A lot of people love meal delivery kits. Here's why I don't.

As a working parent who's perpetually busy, I can see why meal delivery kits appeal to some people. These kits come in a few different varieties. Some send you ingredients that you combine in your kitchen and cook yourself, while others send you pre-packaged meals that you simply heat up.

Both can be a huge time-saver during the week. Not so long ago, when work was exceptionally busy, I decided to try out a meal delivery service and see if I liked it.

The verdict? The meals were pretty tasty. But I still don't plan to renew my subscription. In fact, I've realized I'm just not a fan of meal delivery kits for the following reasons.

1. They're more expensive than buying groceries

The upside of cooking at home is spending less money on groceries than you would by dining at restaurants or ordering takeout. But if your goal is to lower your food-related spending, meal delivery kits will only get you part of the way there. That's because you'll pay considerably more for these services than you will to load up a cart of groceries at the supermarket.

Now I'll admit that when I signed up for a meal delivery kit, my goal wasn't to save money on food so much as save time. But in the end, I found that I wasn't saving that much money compared to the cost of takeout -- which is even more convenient.

2. The portions aren't very generous

The meal delivery service I used had, as I mentioned, good food -- there just wasn't a lot of it. Now I can see the value of using a service that effectively enforces portion control. But because I do a pretty good job of that on my own, the smaller portions my delivery service came with didn't sit well with me.

In fact, my favorite takeout dish at a nearby Thai restaurant costs $12 and is enough food for three dinners for me. That's $4 a meal. With the meal delivery service I used most recently, the cost per meal was more like $8 or $9, and there wasn't anything left over for an additional meal.

3. I actually like to cook

Some people don't have a lot of experience in the kitchen or struggle to come up with recipe ideas. But I actually enjoy cooking and find that I'm decent at it. As such, all I'm really getting with a meal delivery service is a bit of time-related savings. But that single benefit alone isn't enough to compel me to keep paying for one.

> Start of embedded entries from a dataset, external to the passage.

PR #352, opened 2021-07-07
Fix regression in libtsuba caused by removing code which was marked a…

yshalabi:
…s deprecated but with active users.

Add unit tests to prevent future silent regressions.

### DIFF
--- a/libtsuba/CMakeLists.txt
+++ b/libtsuba/CMakeLists.txt
@@ -38,6 +38,10 @@ set_common_katana_library_options(tsuba ALWAYS_SHARED)
 
 target_link_libraries(tsuba PUBLIC katana_support)
 
+if(KATANA_IS_MAIN_PROJECT AND BUILD_TESTING)
+  add_subdirectory(test)
+endif()
+
 install(
   DIRECTORY include/
   DESTINATION "${CMAKE_INSTALL_INCLUDEDIR}"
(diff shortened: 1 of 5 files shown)


witchel:
While I appreciate the enthusiasm, it is not clear to me that instating support for parquet-format metadata is the right thing to do.  I want to drop support for it.  But doing so means warning people about it and providing migration tools, if necessary.  

Personally, I can stop using the RDGs on S3 that have parquet metadata.  Is anyone else using the parquet format?  If not, we should locate the parquet-based RDGs and rename their directories to something like rmat15-OLDUNSUPPORTEDFORMAT and see if anyone gets upset.  If no one says anything for two weeks or so, we can delete them.

yshalabi:
That was a quick comment, I made this PR to test whether everything is setup properly for CI (its not, need to move these tests over to enterprise).

I removed code which was marked deprecated in the prior PR and the changes caused no CI failures.

No CI tests failed. But, you were not happy because your non-CI tests were failing. Okay, that means my PR introduced a regression. NBD --  fixing is simple. Restore the functionality that was prematurely removed, add CI tests to prevent another silent regression in the future. We can remove the tests in the future.

The solution you suggest does not seem to be very practical. You want me to crawl S3 and GS and our dev file systems and detect old RDGs with parquet metadata files, move them, and wait for people to get upset?

witchel:
I have moved this conversation to #kgfs on slack.

PR #353, opened 2021-07-07
restore parquet based RDGPartHeader

yshalabi:
While deprecated, parquet encoded partition meta-data files can technically still be used to load RDGs. This PR restores this functionality which was removed from #271.


tylershunt:
I think this is no longer active; closing. Please re-open if I'm wrong!

PR #355, opened 2021-07-07
[KAT-862] Upgrade to arrow 4.0 and move arrow dependency to APT instead of conan for non-conda builds

arthurp:
With: https://github.com/KatanaGraph/katana-enterprise/pull/1496

Adds some nasty hacks for Ubuntu 16.04.

### DIFF
--- a/python/katana_setup.py
+++ b/python/katana_setup.py
@@ -351,7 +351,7 @@ def cythonize(module_list, *, source_root, **kwargs):
     require_python_module("packaging")
     require_python_module("Cython", "0.29.12")
     require_python_module("numpy", "1.10")
-    require_python_module("pyarrow", "1.0", "3.0.dev")
+    require_python_module("pyarrow", "4.0", "5.0.dev")
 
     import Cython.Build
     import numpy
--- a/python/katana_setup.py
+++ b/python/katana_setup.py
@@ -2,6 +2,7 @@ import os
 import subprocess
 import sys
 import tempfile
+import traceback
 from pathlib import Path
 from typing import Optional, Set
 
@@ -349,9 +350,22 @@ def _build_cython_extensions(pyx_files, source_root_name, extension_options):
 def cythonize(module_list, *, source_root, **kwargs):
     # TODO(amp): Dependencies are yet again repeated here. This needs to come from a central deps list.
     require_python_module("packaging")
-    require_python_module("Cython", "0.29.12")
     require_python_module("numpy", "1.10")
-    require_python_module("pyarrow", "4.0", "5.0.dev")
+    try:
+        require_python_module("Cython", "0.29.12")
+        require_python_module("pyarrow", "4.0", "5.0.dev")
+        build_extensions = True
+    except RequirementError:
+        print(
+            "WARNING: Building Katana Python without extensions! The following features will not work: katana.local, "
+            "katana.distributed, katana parallel loops. The following features will work: katana.client and "
+            "katana.remote (with limitations).",
+            file=sys.stderr,
+        )
+        build_extensions = False
+
+    if not build_extensions:
+        return []
 
     import Cython.Build
     import numpy
--- a/scripts/setup_ubuntu.sh
+++ b/scripts/setup_ubuntu.sh
@@ -2,6 +2,19 @@
 
 set -xeuo pipefail
 
+#
+# Install bootstrap requirements
+#
+
+apt update --quiet
+apt install -yq lsb-release curl software-properties-common
+
+NO_UPDATE=""
+if apt-add-repository --help | grep -q -e "--no-update"; then
+  NO_UPDATE="--no-update"
+fi
+
+
 RELEASE=$(lsb_release --codename | awk '{print $2}')
 
 SETUP_TOOLCHAIN_VARIANTS=${SETUP_TOOLCHAIN_VARIANTS:-yes}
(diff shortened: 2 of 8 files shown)


scripts/setup_ubuntu.sh
```diff
@@ -2,6 +2,19 @@
...
+# Install bootstrap requirements
+#
+
+apt update --quiet
+apt install -yq lsb-release curl software-properties-common
+
+NO_UPDATE=""
+if apt-add-repository  --help | grep -q -e "--no-update"; then
+  NO_UPDATE="--no-update"
+fi
```
danielmawhirter: I'm guessing this is the 16.04 hack you mentioned. Possibly ignorant question, would this be better gated with `$RELEASE = 'bionic'` or something similar?

danielmawhirter (approved):
Looks good to me. When we're using our own runners for enterprise CI, will we need any additional steps to nuke the old version of arrow?

scripts/setup_ubuntu.sh
arthurp: This actually isn't the hack. the hack is the ability to build python without it's extension modules and to load the `katana` module without those extensions (Handling `RequirementError` and `ModuleNotFoundError` resp).

I did a grep here because I was lazy more than anything, and apt didn't list when `--no-update` was added, so I didn't know which version to check for. So I just check for the feature. ;-)

python/katana_setup.py
```diff
@@ -349,9 +350,22 @@ def _build_cython_extensions(pyx_files, source_root_name, extension_options):
...
     require_python_module("numpy", "1.10")
-    require_python_module("pyarrow", "1.0", "3.0.dev")
+    try:
+        require_python_module("Cython", "0.29.12")
+        require_python_module("pyarrow", "4.0", "5.0.dev")
+        build_extensions = True
+    except RequirementError:
+        print(
+            "WARNING: Building Katana Python without extensions! The following features will not work: katana.local, "
+            "katana.distributed, katana parallel loops. The following features will work: katana_enterprise.client and "
```
gliga: katana_enterprise keeps appearing at more places than desired. As planned, it would be nice to hide katana_enterprise behind katana package

scripts/setup_ubuntu.sh
```diff
@@ -2,6 +2,19 @@
...
 
+#
+# Install bootstrap requirements
+#
+
+apt update --quiet
+apt install -yq lsb-release curl software-properties-common
+
+NO_UPDATE=""
+if apt-add-repository  --help | grep -q -e "--no-update"; then
```
gliga: minor: two spaces before --help

python/katana_setup.py
arthurp: I included it here because many people are still not aware of the hiding of it and this warning will be temporary. But you are right. I will change it.

scripts/setup_ubuntu.sh
```diff
@@ -108,3 +117,9 @@ if [[ -n "${SETUP_TOOLCHAIN_VARIANTS}" ]]; then
     apt install clang++-10
   fi
 fi
+
+# Install pip libraries that depend on debian packages
+
+# No binary is required to cause the pip package to use the debian package's native binaries.
```
gliga: minor: No binary =>--no-binary

scripts/setup_ubuntu.sh
```diff
@@ -85,15 +91,18 @@ run_as_original_user pip3 install --upgrade "pip$PIP_VERSION" "setuptools$SETUPT
...
+DEVELOPER_TOOLS="clang-format-10 clang-tidy-10 doxygen graphviz ccache cmake shellcheck pkg-config"
 # github actions require a more recent git
 GIT=git
 # Library dependencies
 #
 # Install llvm via apt instead of as a conan package because existing
 # conan packages do yet enable RTTI, which is required for boost
 # serialization.
-LIBRARIES="libxml2-dev llvm-10-dev"
+LIBRARIES="libxml2-dev llvm-10-dev libarrow-dev=4.0.1-1 libarrow-python-dev=4.0.1-1 libparquet-dev=4.0.1-1
```
gliga, line 107: minor: we have much longer lines, why break here

python/katana_setup.py
```diff
@@ -349,9 +350,22 @@ def _build_cython_extensions(pyx_files, source_root_name, extension_options):
...
     require_python_module("packaging")
-    require_python_module("Cython", "0.29.12")
     require_python_module("numpy", "1.10")
-    require_python_module("pyarrow", "1.0", "3.0.dev")
+    try:
+        require_python_module("Cython", "0.29.12")
+        require_python_module("pyarrow", "4.0", "5.0.dev")
+        build_extensions = True
+    except RequirementError:
+        print(
```
gliga, line 359: used "import warnings" in init and print here

gliga (approved):
LT

scripts/setup_ubuntu.sh
arthurp: I'll break the other lines. :-)

python/katana_setup.py
arthurp: I did this because `warnings` is for Python warnings (like exceptions, but non-fatal) where as this is a build warning really. That said I think you might be right. However I'm gonna leave this as is. This entire file uses `print` so I'll stick to that in this PR.

PR #215, opened 2017-11-14
Fix typo

mahilleb-msft:


craigg-msft:
Thank you @mahilleb-msft for the help.

PR #219, opened 2017-11-15
Update to STWithin

egranet:
Update to STWithin. The command is case sensitive. Since this is unusual for T-SQL, the documentation should reflect that.


PRmerger:
@egranet : Thanks for your contribution to the SQL documentation! The author, @"BYHAM", has been notified to review your proposed change.

PR #222, opened 2017-11-16
The unit information was missing

greijer:
timeout parameters did not specify unit of measurement (seconds)


craigg-msft:
Thank you @greijer for the help.

PR #227, opened 2017-11-21
Fixing reference to incorrect page; clarifying text

bgribaudo:
Two changes re `generated_always_type`/`generated_always_type_desc`:
- Page incorrectly associates these columns with Always On. Changed this so that the association is with temporal tables.
- Description indicates that these columns describe the type of column. This is ambiguous and conflicts with the meaning of columns `system_type_id` and `user_type_id`. Clarified.


PRMerger3:
@bgribaudo : Thanks for your contribution to the SQL documentation! The author, @edmacauley, has been notified to review your proposed change.

edmacauley:
Good catch and thank you for the update.

#sign-off

PR #279, opened 2017-12-14
Update upgrading-always-on-availability-group-replica-instances.md

allanhirt:
Added a note that mixing versions is not supported in the same AG.

> [!NOTE]  
>  Adding an replica with a later version of SQL Server to an AG is not supported outside of the rolling upgrade process. The only supported way to mix versions and do an upgrade with AGs is to use a distributed AG which is available in SQL Server 2016 or later in Enterprise Edition.


PRMerger3:
@allanhirt : Thanks for your contribution to the SQL documentation! The author, @MikeRayMSFT, has been notified to review your proposed change.

MikeRayMSFT:
#sign-off

MikeRayMSFT:
@allanhirt Thank you for your contribution!

PRMerger3:
Only the author of the article can use the sign off comment to add the ready-to-merge label.

craigg-msft:
Thank you @allanhirt and @MikeRayMSFT

PR #292, opened 2017-12-16
Update unicode-compression-implementation.md

davidbaxterbrowne:
This topic needs to explain the use of Unicode compression in Columnstore objects.  It appears that Unicode compression (or something similar) is in effect for ColumStores.  eg

use tempdb
go
drop table if exists uctest
create table uctest(
id int ,
a varchar(100) default left(replicate(cast(newid() as varchar(100)),10),100),
b nvarchar(100) default left(replicate(cast(newid() as varchar(100)),10),100),
c Nvarchar(max) default left(replicate(cast(newid() as varchar(100)),10),100),
index cci_uctest clustered columnstore

)

go

with q as (
select top 1000000 row_number() over (order by (select null)) rn 
from sys.objects o, sys.columns c, sys.columns c2
)
insert into uctest(id)
select rn from q
option (maxdop 1)

alter table uctest rebuild

select column_id,  sum(row_count) rows, sum(on_disk_size) dixe,   
       sum(row_count)/(sum(on_disk_size)/1024) rows_per_kb
from sys.column_store_segments cs
join sys.partitions p 
  on cs.partition_id = p.partition_id
where p.object_id = object_id('uctest')
group by column_id

### DIFF
--- a/docs/relational-databases/data-compression/unicode-compression-implementation.md
+++ b/docs/relational-databases/data-compression/unicode-compression-implementation.md
@@ -25,13 +25,13 @@ ms.workload: "Inactive"
 # Unicode Compression Implementation
 [!INCLUDE[appliesto-ss-asdb-xxxx-xxx-md](../../includes/appliesto-ss-asdb-xxxx-xxx-md.md)]
 
-  [!INCLUDE[ssNoVersion](../../includes/ssnoversion-md.md)] uses an implementation of the Standard Compression Scheme for Unicode (SCSU) algorithm to compress Unicode values that are stored in row or page compressed objects. For these compressed objects, Unicode compression is automatic for **nchar(n)** and **nvarchar(n)** columns. The [!INCLUDE[ssDE](../../includes/ssde-md.md)] stores Unicode data as 2 bytes, regardless of locale. This is known as UCS-2 encoding. For some locales, the implementation of SCSU compression in SQL Server can save up to 50 percent in storage space.  
+  [!INCLUDE[ssNoVersion](../../includes/ssnoversion-md.md)] uses an implementation of the Standard Compression Scheme for Unicode (SCSU) algorithm to compress Unicode values that are stored in row or page or ColumnStore compressed objects. For these compressed objects, Unicode compression is automatic for **nchar(n)** and **nvarchar(n)** columns. The [!INCLUDE[ssDE](../../includes/ssde-md.md)] stores Unicode data as 2 bytes, regardless of locale. This is known as UCS-2 encoding. For some locales, the implementation of SCSU compression in SQL Server can save up to 50 percent in storage space.  
   
 ## Supported Data Types  
  Unicode compression supports the fixed-length **nchar(n)** and **nvarchar(n)** data types. Data values that are stored off row or in **nvarchar(max)** columns are not compressed.  
   
 > [!NOTE]  
->  Unicode compression is not supported for **nvarchar(max)** data even if it is stored in row. However, this data type can still benefit from page compression.  
+>  Unicode compression is not supported for **nvarchar(max)** data even if it is stored in row. However, this data type can still benefit from page compression.  Unicode compression is supported for **nvarchar(max)** columns in ColumnStore column segments.
   
 ## Upgrading from Earlier Versions of SQL Server  
  When a [!INCLUDE[ssNoVersion](../../includes/ssnoversion-md.md)] database is upgraded to [!INCLUDE[ssCurrent](../../includes/sscurrent-md.md)], Unicode compression–related changes are not made to any database object, compressed or uncompressed. After the database is upgraded, objects are affected as follows:  


PRMerger3:
@davidbaxterbrowne : Thanks for your contribution to the SQL documentation! The author, @BYHAM, has been notified to review your proposed change.

craigg-msft:
@MightyPen can you please review.

MightyPen:
@jovanpop-msft @jodebrui Jos has asked Jovan to assess this Columnstore documentation change.
Jovan, please keep me (MightyPen = GeneMi) in the loop.  I can process the outcome of your assessment.

MightyPen:
Jovan P. returns from vacation on Jan/08 2018.

craigg-msft:
@MightyPen any update?

MightyPen:
@jovanpop-msft @jodebrui Jos has asked Jovan to assess this Columnstore documentation change.
Jovan, please keep me (MightyPen = GeneMi) in the loop. I can process the outcome of your assessment.

srutzky:
@davidbaxterbrowne @craigg-msft @MightyPen @jovanpop-msft @jodebrui : I do not believe that these changes are correct. While it does appear that some form of compression is being done on `NVARCHAR(1 - 4000)` and `NVARCHAR(MAX)` (in-row data; haven't tested off-row), I do not think it is a form of [SCSU](http://www.unicode.org/reports/tr6/) which is the specific implementation that is the subject of this page. In order to determine if SCSU is being used, a variety of languages need to be tested. I tried a variety of scenarios using English, Hebrew, and Tibetan characters, and with both similar and random values. I could not find any indicator to conclusively determine that Unicode Compression is being used in Clustered Columnstore indexes. However, I did find that there are other inaccuracies / omissions on this page (in its current form; not related to this PR) and one or two related pages and was planning on updating them soon.

Testing indicates that the **encoding_type** is `3`, which means:

> 3 = STRING_HASH_BASED - string/binary column with common values in dictionary

according to the documentation for [sys.column_store_segments](https://docs.microsoft.com/en-us/sql/relational-databases/system-catalog-views/sys-column-store-segments-transact-sql). That pages also states:

> All encodings take advantage of bit-packing and run-length encoding when possible.

It might be fair to note that some form of compression is performed on Clustered Columnstore indexes, but unless someone from the Columnstore team can confirm that it indeed uses SCSU, it should probably just be added to the **Note**, but not specifying that it is "Unicode Compression". Of course, then it would need to be determined if the compression is for in-row data only or also for off-row data.

craigg-msft:
Thank you @srutzky.  Are you saying we should close this PR 
  " I do not believe that these changes are correct. "

and you will open another for the other issues you spotted? 
  " However, I did find that there are other inaccuracies / omissions on this page (in its current form; not related to this PR) and one or two related pages and was planning on updating them soon."

srutzky:
@craigg-msft Hi Craigg. I am hesitant to say for certain that this should be closed because I do not want to be unfair to David since I do not have conclusive proof that it is _not_ Unicode Compression. My concern is that the edits suggested here will have the documentation state that it definitely _is_ Unicode Compression being used in Clustered Columnstore indexes, and I do not see conclusive proof of that either. Unicode Compression is a specific thing, not merely the fact that a Unicode string is being compressed. The note on this page already indicates that in-row values for `NVARCHAR(MAX)` columns _can_ benefit from PAGE COMPRESSION (which is true) which is a dictionary compression, _not_ Unicode Compression. I'm pretty sure that Clustered Columnstore is just the dictionary and bit-packing that the documentation states, and does not involve Unicode Compression.

All of that to say, at the moment, I think if this page is going to be updated to reflect Clustered Columnstore indexes, it should only be the "note" that is updated to include that in-row (haven't tested off-row) data for `NVARCHAR(MAX)` columns can benefit from the compression inherent in Clustered Columnstore indexes. Again, if it is possible to get confirmation from the team in charge of Clustered Columnstore indexes, that would be best.

Regarding the other issues I mentioned, yes, I will do a PR for those once I finalize the testing, but that will likely be a week or two out.

MightyPen:
@craigg-msft Vassilis Papadimos responded to this PR 292 via email. Here is Vassilis's response:

I think the right external answer is that Unicode compression is not used in columnstore indexes, and it doesn’t matter because other aspects of columnstore compression provide much of the benefits of Unicode compression anyway.  So “srutzky” is right.

Strings in columnstore dictionaries are compressed with Huffman coding, so we’re not wasting two bytes for each Unicode character. I don’t think we’ve documented that we use Huffman coding anywhere (it is mentioned obliquely in some third party blog posts such as http://www.nikoport.com/2014/09/09/clustered-columnstore-indexes-part-40-compression-algorithms). Huffman coding gets you much of the benefits of Unicode compression, while it is much more widely applicable. It’s a separate thing from dictionary compression and bit packing (Huffman coding applies to the entries in the dictionary, dictionary compression and bit packing apply to the columnstore segments referencing a dictionary). Bu I really don’t think we should get into this level of detail.

Vassilis.

MightyPen:
@craigg-msft  This PR 292 should be Closed.
Vassilis and SRutzky are not confident about this change.  Jovan P. has not responded.

craigg-msft:
Thank you @srutzky for all of your time.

I know lots of people who love their respective meal delivery services. But if you're going to sign up for one, understand what benefits you're really getting. If your goal is to spend less on food and free up more cash for savings, a meal delivery service isn't the best way to achieve it. But if your goal is to take the guesswork out of meal prep and free up time during the week, then you may find that meal delivery kits are more than worth it.